濃いお茶がこわい

ブログ名は、落語「饅頭こわい」のさげ。よく出来た話である。

【読書log】猫を拾いに/川上弘美 *再読*

癒されたい、と唐突に思ってしまった。私ももう歳だな、と自虐的になる。時々、癒されるタイミングがある。それは、ホームセンターに行くときだ。ホームセンターに資材や備品を買いに行くときは、必ずと言っていいほどペットコーナーに立ち寄り、子犬や特に子猫を眺める。一人なので、「かわいいねぇ」などと漏らすことはできず、無表情を貫いている。だから、たぶん、そのうち職務質問されるかもしれない。それを思ってか、「無表情なのは、常にそうなのですよ」とアピールをするため、一度熱帯魚コーナーを一巡する。そうしてペットコーナーに行き、できるだけ立ち止まることなく去ることにしている。ちょこっとヤバいやつかもしれない、と、自分でも思う。

まぁ、立ち寄ってみたところで飼えないので、仕方なく、いろいろなことを利用する。
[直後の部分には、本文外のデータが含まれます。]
PR #8017, opened 2025-08-23
Draft: Feat: Add I2P reconnection fix #7453

### LINKED ISSUE #7453: I2P SAM connection is not reestablished when closed
Tested with client_test and i2pd.
1. Start i2pd.
2. Start client_test and verify that SAM session is active at http://127.0.0.1:7070/?page=sam_sessions.
3. Stop i2pd _(Force shutdown)_.
4. Start i2pd again.

Expected behaviour: SAM session is recreated once i2pd is up again (after step 4).
Actual behaviour: no session is (re)created, SAM sessions page is empty.

Reason: i2pd crashes sometimes and it is more convenient for user to restart just i2pd and not both i2pd and torrent client.

libtorrent version (or branch): c2012b084c6654d681720ea0693d87a48bc95b14
platform/architecture: Windows
compiler and compiler version: clang 15.0.7

covert8:
This commit adds i2p sam re-connection with exponential backoff (max 5m)

### DIFF
--- a/include/libtorrent/aux_/session_impl.hpp
+++ b/include/libtorrent/aux_/session_impl.hpp
@@ -715,6 +715,8 @@ namespace aux {
 			void on_i2p_open(error_code const& ec);
 			void open_new_incoming_i2p_connection();
 			void on_i2p_accept(error_code const& e);
+			void schedule_i2p_reconnect();
+			void on_i2p_reconnect_timer(error_code const& ec);
 #endif
 
 			void start_ip_notifier();
@@ -1018,6 +1020,13 @@ namespace aux {
 #if TORRENT_USE_I2P
 			i2p_connection m_i2p_conn;
 			std::optional<socket_type> m_i2p_listen_socket;
+			
+			// Timer for I2P reconnection attempts
+			deadline_timer m_i2p_reconnect_timer;
+			
+			// Exponential backoff state for I2P reconnection
+			int m_i2p_reconnect_delay = 1;  // seconds
+			bool m_i2p_reconnecting = false;
 #endif
 
 #if TORRENT_USE_SSL
--- a/src/session_impl.cpp
+++ b/src/session_impl.cpp
@@ -507,6 +507,7 @@ bool ssl_server_name_callback(ssl::stream_handle_type stream_handle, std::string
 		, m_work(make_work_guard(m_io_context))
 #if TORRENT_USE_I2P
 		, m_i2p_conn(m_io_context)
+		, m_i2p_reconnect_timer(m_io_context)
 #endif
 		, m_created(clock_type::now())
 		, m_last_tick(m_created)
@@ -1030,6 +1031,7 @@ bool ssl_server_name_callback(ssl::stream_handle_type stream_handle, std::string
 		m_timer.cancel();
 
 #if TORRENT_USE_I2P
+		m_i2p_reconnect_timer.cancel();
 		m_i2p_conn.close(ec);
 #endif
 		stop_ip_notifier();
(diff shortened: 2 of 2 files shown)


include/libtorrent/aux_/session_impl.hpp
```diff
@@ -1018,6 +1020,15 @@ namespace aux {
...
 			std::optional<socket_type> m_i2p_listen_socket;
+			
+			// Timer for I2P reconnection attempts
+			deadline_timer m_i2p_reconnect_timer;
+			
+			// Exponential backoff state for I2P reconnection
+			int m_i2p_reconnect_delay = 1;  // seconds
+			bool m_i2p_reconnecting = false;
+			static constexpr int m_i2p_initial_reconnect_delay = 1;  // 1 second
+			static constexpr int m_i2p_max_reconnect_delay = 300;  // 5 minutes
```
arvidn: I don't think these should be members of this class. Would you mind moving them into the anonymous namespace (i.e. internal linkage) of `session_impl.cpp`?

(and remove the `m_`-prefix)

src/session_impl.cpp
```diff
@@ -2388,6 +2395,8 @@ namespace {
 #endif
 
 #if TORRENT_USE_I2P
+	
+
```
```suggestion
```

src/session_impl.cpp
```diff
@@ -2448,6 +2465,53 @@ namespace {
...
+		
+		m_i2p_reconnecting = true;
+		
+		// Cancel any existing timer
+		m_i2p_reconnect_timer.cancel();
+		
+		// Schedule reconnection with current delay
+		m_i2p_reconnect_timer.expires_after(seconds(m_i2p_reconnect_delay));
+		m_i2p_reconnect_timer.async_wait(
+			std::bind(&session_impl::on_i2p_reconnect_timer, this, _1));
```
arvidn: I think it might be safer to pass in a weak reference to the session impl here, rather than `this`. Something like this:

```
std::weak_ptr<session_impl> self = shared_from_this();
m_i2p_reconnect_timer.async_wait(
	std::bind(&on_i2p_reconnect_timer, std::move(self), _1));
```

The handler must then take a `weak_ptr`, promote it to a `shared_ptr`, and only if that's successful, actually call the member function `on_i2p_reconnect_timer()`

include/libtorrent/aux_/session_impl.hpp
```diff
@@ -1018,6 +1020,15 @@ namespace aux {
 #if TORRENT_USE_I2P
 			i2p_connection m_i2p_conn;
 			std::optional<socket_type> m_i2p_listen_socket;
+			
+			// Timer for I2P reconnection attempts
+			deadline_timer m_i2p_reconnect_timer;
+			
+			// Exponential backoff state for I2P reconnection
+			int m_i2p_reconnect_delay = 1;  // seconds
```
arvidn, line 1028:
```suggestion
			seconds m_i2p_reconnect_delay = seconds(1);
```

(and make sure `libtorrent/time.hpp` is included)

include/libtorrent/aux_/session_impl.hpp
arvidn:
```suggestion
			static constexpr seconds m_i2p_initial_reconnect_delay = seconds(1);
			static constexpr seconds m_i2p_max_reconnect_delay = minutes(5);
```

arvidn (commented):
looks good! I mostly have some style suggestsions. Did you test this? Does it work after hibernation?

covert8:
Thanks for the review, I'll get these sorted out asap

covert8:
Should be in order now; i'll be deploying this so perhaps hold off until tested

edit: as for suspend/hibernate this should work as the deadline_timer should just fire if it was scheduled after the suspend/hibernate

include/libtorrent/aux_/session_impl.hpp
arvidn: you marked this resolved without addressing it, as far as I can tell.

Neustradamus:
Linked to:
- https://github.com/arvidn/libtorrent/pull/8055

Neustradamus:
It has been merged into:
- https://github.com/arvidn/libtorrent/pull/8055

Thanks to @covert8 and @arvidn!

今回は、川上弘美の『猫を拾いに』に、お世話になることにした。川上弘美の文章に、なぜか、癒されるのだ。テンポがゆっくりなのか、ゆったりとした心地よさが文章にある。それでいて、興味深い。女性の感覚を、ただただ眺めているような感じがする。世間ではよく、「女性の考えていることはわからない」と言われる。逆に、それほどわかりたいし、知りたいのだ。けど、説明するのも野暮なのだと思う。だから、川上弘美の文章を読むと、女性の思考や感覚が垣間見えた気分になって、惹き込まれる。そして、もれなく癒されることとなる。